(Beginning of ENTRIES SHOWN)
PR #195, opened 2019-04-23
[MRG] Uniformize initialization for all algorithms

### LINKED ISSUE #124: Cannot choose initial metric in the same way for Mahalanobis metric learning algorithms

### LINKED ISSUE #202: LSML fails on some classical inputs
while finalizing #180, I encountered problems with `LSML`: examples that shouldn't be problems fail: here are a snippets that failed

```python
import numpy as np
from metric_learn import LSML_Supervised

X, Y = make_classification(n_classes=3, n_clusters_per_class=2,
                           n_informative=3, random_state=42, class_sep=4.,
                           n_features=5)

lsml = LSML_Supervised(num_constraints=200, tol=0.0001,
                       max_iter=10000, verbose=True)
X_lsml = lsml.fit_transform(X, Y)
```
The error returned is: `ValueError: The input metric should be symmetric.`

wdevazelhes:
Fixes #124 
Fixes #202 

TODO: 
- [x] Uniformize all algorithms that learn transformer except MLKR
- [x] Try to refactor MLKR to benefit as much as possible from the already made changed
- [x] Warning: do the tests for all algos that learn a transformer, not only for the supervised ones (currently not the case) (currently it does not change anything but it could, and semantically that's how the test should be)
- [x] Uniformize all the algorithms that learn a mahalanobis matrix
- <strike>[ ] Remove the remaining num_dims if there are, after merging with #167 </strike> we should first merge this PR
- [x] Check whether some algos can have both an init and a prior


wdevazelhes:
I am thinking for algorithms that learn a transformation `L` we could do the same initialization as in scikit-learn's NCA: https://scikit-learn.org/dev/modules/generated/sklearn.neighbors.NeighborhoodComponentsAnalysis.html)
But the problem is that for algorithms that learn the metric matrix, they don't have a `n_components` arguments, I was thinking we could do an initialization where we would take L=(lda) with n_components=None (by the way PCA in this case would'nt make sense because it would just rotate the data isn't it ? (if we assume it's already centered)), and have A_0 = L**T.dot(L), what do you think ? But then what to do for choosing what to do for 'auto' ? Maybe lda then ?

wdevazelhes:
By the way I was thinking it could be cool to have an option to give any estimator as init, as long as it has an `components_` attribute after fitting, so that it would allow to use `TruncatedSVD` for instance, or any other custom estimator. But this is out of the scope of this PR I guess

bellet:
For algorithms learning the transformation, it seems a good idea to re-use as much of the code you wrote for NCA. These algorithms are typically nonconvex so a good initialization can make a large difference. I remember that some benchmarks you had done for NCA seemed to show that LDA init was good, so let's go for that.

For algorithms learning the metric matrix: these are typically convex so the init is not as important (it mostly affects convergence speed). We also have to be careful with initialization that would lead to singular matrices (such as LDA) which could potentially make some solvers fail. My 2 cents: I would focus on 'identity', 'covariance' (corresponding to the *inverse* covariance), 'random' and numpy array, with the default to 'identity' unless some algorithms have a more natural init (e.g., SDML could be initialized to 'covariance'). I would not introduce LDA without a proper benchmark showing some concrete benefits on convergence speed and ensuring that it does not cause any issue.

bellet:
> By the way I was thinking it could be cool to have an option to give any estimator as init, as long as it has an `components_` attribute after fitting, so that it would allow to use `TruncatedSVD` for instance, or any other custom estimator. But this is out of the scope of this PR I guess

I guess you mean that this estimator would be fitted within our own fit method? Could be convenient indeed (and PCA/LDA init could be obtained that way) but I think not a high priority and there may be some implementation subtleties. Better keep this for later

test/test_mahalanobis_mixin.py
```diff
@@ -138,9 +139,6 @@ def test_embed_dim(estimator, build_dataset):
   assert str(raised_error.value) == err_msg
   # we test that the shape is also OK when doing dimensionality reduction
   if type(model).__name__ in {'LFDA', 'MLKR', 'NCA', 'RCA'}:
-    # TODO:
```
wdevazelhes: This will be changed (for good) in #193 (see https://github.com/metric-learn/metric-learn/pull/193/files#diff-2d2fa8dfd3b4bf0d149166d5e3efa526)

test/metric_learn_test.py
```diff
@@ -475,9 +475,7 @@ def test_singleton_class(self):
 
       EPS = np.finfo(float).eps
       A = np.zeros((X.shape[1], X.shape[1]))
-      np.fill_diagonal(A,
```
wdevazelhes: I have to double check here I don't think that's what I should have done

test/metric_learn_test.py
```diff
@@ -475,9 +475,7 @@ def test_singleton_class(self):
...
-                       1. / (np.maximum(X.max(axis=0) - X.min(axis=0), EPS)))
-      nca = NCA(max_iter=30, num_dims=X.shape[1])
+      nca = NCA(init=A, max_iter=30, num_dims=X.shape[1])
```
wdevazelhes: Same here

test/metric_learn_test.py
```diff
@@ -488,9 +486,7 @@ def test_one_class(self):
       y = self.iris_labels[self.iris_labels == 0]
       EPS = np.finfo(float).eps
       A = np.zeros((X.shape[1], X.shape[1]))
-      np.fill_diagonal(A,
-                       1. / (np.maximum(X.max(axis=0) - X.min(axis=0), EPS)))
-      nca = NCA(max_iter=30, num_dims=X.shape[1])
```
wdevazelhes: Same here

test/metric_learn_test.py
```diff
@@ -646,8 +646,9 @@ def test_iris(self):
     c, d = np.nonzero(np.triu(~mask, k=1))
 
     # Full metric
-    mmc = MMC(convergence_threshold=0.01)
-    mmc.fit(*wrap_pairs(self.iris_points, [a,b,c,d]))
+    n_features = self.iris_points.shape[1]
+    mmc = MMC(convergence_threshold=0.01, init=np.eye(n_features) / 10)
```
wdevazelhes: The previous default init was identity divided by 10

test/metric_learn_test.py
```diff
@@ -366,7 +366,7 @@ def test_sdml_works_on_non_spd_pb_with_skggm(self):
     X, y = load_iris(return_X_y=True)
     sdml = SDML_Supervised(balance_param=0.5, sparsity_param=0.01,
                            init='covariance')
-    sdml.fit(X, y)
+    sdml.fit(X, y, random_state=np.random.RandomState(42))
```
wdevazelhes: Fixing this random state makes the test pass (otherwise there is the error `RuntimeError: There was a problem in SDML when using skggm's graphical lasso solver.`). I tried to understand why but I couldn't even reproduce the "no-bug" from this travis build for instance (https://travis-ci.org/metric-learn/metric-learn/jobs/527783562), locally, so I must be doing something wrong (I created a virtualenv with the same versions of python and packages but it still fails so I don't know what could go wrong)

test/test_mahalanobis_mixin.py
```diff
@@ -194,7 +194,7 @@ def test_get_metric_equivalent_to_explicit_mahalanobis(estimator,
   a, b = (rng.randn(n_features), rng.randn(n_features))
   expected_dist = mahalanobis(a[None], b[None],
                               VI=model.get_mahalanobis_matrix())
-  assert_allclose(metric(a, b), expected_dist, rtol=1e-15)
+  assert_allclose(metric(a, b), expected_dist, rtol=1e-13)
```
(End of ENTRIES SHOWN)
** ABOUT THIS TASK **
Write out every entry above, word for word.

** RESULT OF THE EXERCISE **
PR #195, opened 2019-04-23
[MRG] Uniformize initialization for all algorithms

### LINKED ISSUE #124: Cannot choose initial metric in the same way for Mahalanobis metric learning algorithms

### LINKED ISSUE #202: LSML fails on some classical inputs
while finalizing #180, I encountered problems with `LSML`: examples that shouldn't be problems fail: here are a snippets that failed

```python
import numpy as np
from metric_learn import LSML_Supervised

X, Y = make_classification(n_classes=3, n_clusters_per_class=2,
                           n_informative=3, random_state=42, class_sep=4.,
                           n_features=5)

lsml = LSML_Supervised(num_constraints=200, tol=0.0001,
                       max_iter=10000, verbose=True)
X_lsml = lsml.fit_transform(X, Y)
```
The error returned is: `ValueError: The input metric should be symmetric.`

wdevazelhes:
Fixes #124 
Fixes #202 

TODO: 
- [x] Uniformize all algorithms that learn transformer except MLKR
- [x] Try to refactor MLKR to benefit as much as possible from the already made changed
- [x] Warning: do the tests for all algos that learn a transformer, not only for the supervised ones (currently not the case) (currently it does not change anything but it could, and semantically that's how the test should be)
- [x] Uniformize all the algorithms that learn a mahalanobis matrix
- <strike>[ ] Remove the remaining num_dims if there are, after merging with #167 </strike> we should first merge this PR
- [x] Check whether some algos can have both an init and a prior


wdevazelhes:
I am thinking for algorithms that learn a transformation `L` we could do the same initialization as in scikit-learn's NCA: https://scikit-learn.org/dev/modules/generated/sklearn.neighbors.NeighborhoodComponentsAnalysis.html)
But the problem is that for algorithms that learn the metric matrix, they don't have a `n_components` arguments, I was thinking we could do an initialization where we would take L=(lda) with n_components=None (by the way PCA in this case would'nt make sense because it would just rotate the data isn't it ? (if we assume it's already centered)), and have A_0 = L**T.dot(L), what do you think ? But then what to do for choosing what to do for 'auto' ? Maybe lda then ?

wdevazelhes:
By the way I was thinking it could be cool to have an option to give any estimator as init, as long as it has an `components_` attribute after fitting, so that it would allow to use `TruncatedSVD` for instance, or any other custom estimator. But this is out of the scope of this PR I guess

bellet:
For algorithms learning the transformation, it seems a good idea to re-use as much of the code you wrote for NCA. These algorithms are typically nonconvex so a good initialization can make a large difference. I remember that some benchmarks you had done for NCA seemed to show that LDA init was good, so let's go for that.

For algorithms learning the metric matrix: these are typically convex so the init is not as important (it mostly affects convergence speed). We also have to be careful with initialization that would lead to singular matrices (such as LDA) which could potentially make some solvers fail. My 2 cents: I would focus on 'identity', 'covariance' (corresponding to the *inverse* covariance), 'random' and numpy array, with the default to 'identity' unless some algorithms have a more natural init (e.g., SDML could be initialized to 'covariance'). I would not introduce LDA without a proper benchmark showing some concrete benefits on convergence speed and ensuring that it does not cause any issue.

bellet:
> By the way I was thinking it could be cool to have an option to give any estimator as init, as long as it has an `components_` attribute after fitting, so that it would allow to use `TruncatedSVD` for instance, or any other custom estimator. But this is out of the scope of this PR I guess

I guess you mean that this estimator would be fitted within our own fit method? Could be convenient indeed (and PCA/LDA init could be obtained that way) but I think not a high priority and there may be some implementation subtleties. Better keep this for later

test/test_mahalanobis_mixin.py
```diff
@@ -138,9 +139,6 @@ def test_embed_dim(estimator, build_dataset):
   assert str(raised_error.value) == err_msg
   # we test that the shape is also OK when doing dimensionality reduction
   if type(model).__name__ in {'LFDA', 'MLKR', 'NCA', 'RCA'}:
-    # TODO:
```
wdevazelhes: This will be changed (for good) in #193 (see https://github.com/metric-learn/metric-learn/pull/193/files#diff-2d2fa8dfd3b4bf0d149166d5e3efa526)

test/metric_learn_test.py
```diff
@@ -475,9 +475,7 @@ def test_singleton_class(self):
 
       EPS = np.finfo(float).eps
       A = np.zeros((X.shape[1], X.shape[1]))
-      np.fill_diagonal(A,
```
wdevazelhes: I have to double check here I don't think that's what I should have done

test/metric_learn_test.py
```diff
@@ -475,9 +475,7 @@ def test_singleton_class(self):
...
-                       1. / (np.maximum(X.max(axis=0) - X.min(axis=0), EPS)))
-      nca = NCA(max_iter=30, num_dims=X.shape[1])
+      nca = NCA(init=A, max_iter=30, num_dims=X.shape[1])
```
wdevazelhes: Same here

test/metric_learn_test.py
```diff
@@ -488,9 +486,7 @@ def test_one_class(self):
       y = self.iris_labels[self.iris_labels == 0]
       EPS = np.finfo(float).eps
       A = np.zeros((X.shape[1], X.shape[1]))
-      np.fill_diagonal(A,
-                       1. / (np.maximum(X.max(axis=0) - X.min(axis=0), EPS)))
-      nca = NCA(max_iter=30, num_dims=X.shape[1])
```
wdevazelhes: Same here

test/metric_learn_test.py
```diff
@@ -646,8 +646,9 @@ def test_iris(self):
     c, d = np.nonzero(np.triu(~mask, k=1))
 
     # Full metric
-    mmc = MMC(convergence_threshold=0.01)
-    mmc.fit(*wrap_pairs(self.iris_points, [a,b,c,d]))
+    n_features = self.iris_points.shape[1]
+    mmc = MMC(convergence_threshold=0.01, init=np.eye(n_features) / 10)
```
wdevazelhes: The previous default init was identity divided by 10

test/metric_learn_test.py
```diff
@@ -366,7 +366,7 @@ def test_sdml_works_on_non_spd_pb_with_skggm(self):
     X, y = load_iris(return_X_y=True)
     sdml = SDML_Supervised(balance_param=0.5, sparsity_param=0.01,
                            init='covariance')
-    sdml.fit(X, y)
+    sdml.fit(X, y, random_state=np.random.RandomState(42))
```
wdevazelhes: Fixing this random state makes the test pass (otherwise there is the error `RuntimeError: There was a problem in SDML when using skggm's graphical lasso solver.`). I tried to understand why but I couldn't even reproduce the "no-bug" from this travis build for instance (https://travis-ci.org/metric-learn/metric-learn/jobs/527783562), locally, so I must be doing something wrong (I created a virtualenv with the same versions of python and packages but it still fails so I don't know what could go wrong)

test/test_mahalanobis_mixin.py
```diff
@@ -194,7 +194,7 @@ def test_get_metric_equivalent_to_explicit_mahalanobis(estimator,
   a, b = (rng.randn(n_features), rng.randn(n_features))
   expected_dist = mahalanobis(a[None], b[None],
                               VI=model.get_mahalanobis_matrix())
-  assert_allclose(metric(a, b), expected_dist, rtol=1e-15)
+  assert_allclose(metric(a, b), expected_dist, rtol=1e-13)
```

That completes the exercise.